─── WORKING DATA

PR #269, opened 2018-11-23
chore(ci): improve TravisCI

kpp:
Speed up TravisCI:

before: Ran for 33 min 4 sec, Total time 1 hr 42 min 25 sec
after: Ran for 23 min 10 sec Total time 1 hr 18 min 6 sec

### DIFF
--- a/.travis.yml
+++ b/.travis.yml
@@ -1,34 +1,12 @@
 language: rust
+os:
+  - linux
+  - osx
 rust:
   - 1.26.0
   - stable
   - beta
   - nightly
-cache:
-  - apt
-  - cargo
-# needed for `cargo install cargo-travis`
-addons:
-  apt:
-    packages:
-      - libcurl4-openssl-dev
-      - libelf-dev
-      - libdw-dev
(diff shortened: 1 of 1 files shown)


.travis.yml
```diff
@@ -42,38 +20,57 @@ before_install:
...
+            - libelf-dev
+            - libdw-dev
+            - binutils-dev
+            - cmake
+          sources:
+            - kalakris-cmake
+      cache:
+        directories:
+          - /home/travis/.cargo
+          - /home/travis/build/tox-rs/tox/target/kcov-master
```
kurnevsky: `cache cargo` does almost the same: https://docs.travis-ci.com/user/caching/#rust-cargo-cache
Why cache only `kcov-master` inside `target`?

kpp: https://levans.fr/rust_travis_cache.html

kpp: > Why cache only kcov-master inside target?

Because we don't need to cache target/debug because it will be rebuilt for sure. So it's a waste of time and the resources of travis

──────

EXERCISE INSTRUCTIONS: Pull each line that includes the word "https" out of the material above.

FINISHED TASK:
kurnevsky: `cache cargo` does almost the same: https://docs.travis-ci.com/user/caching/#rust-cargo-cache
kpp: https://levans.fr/rust_travis_cache.html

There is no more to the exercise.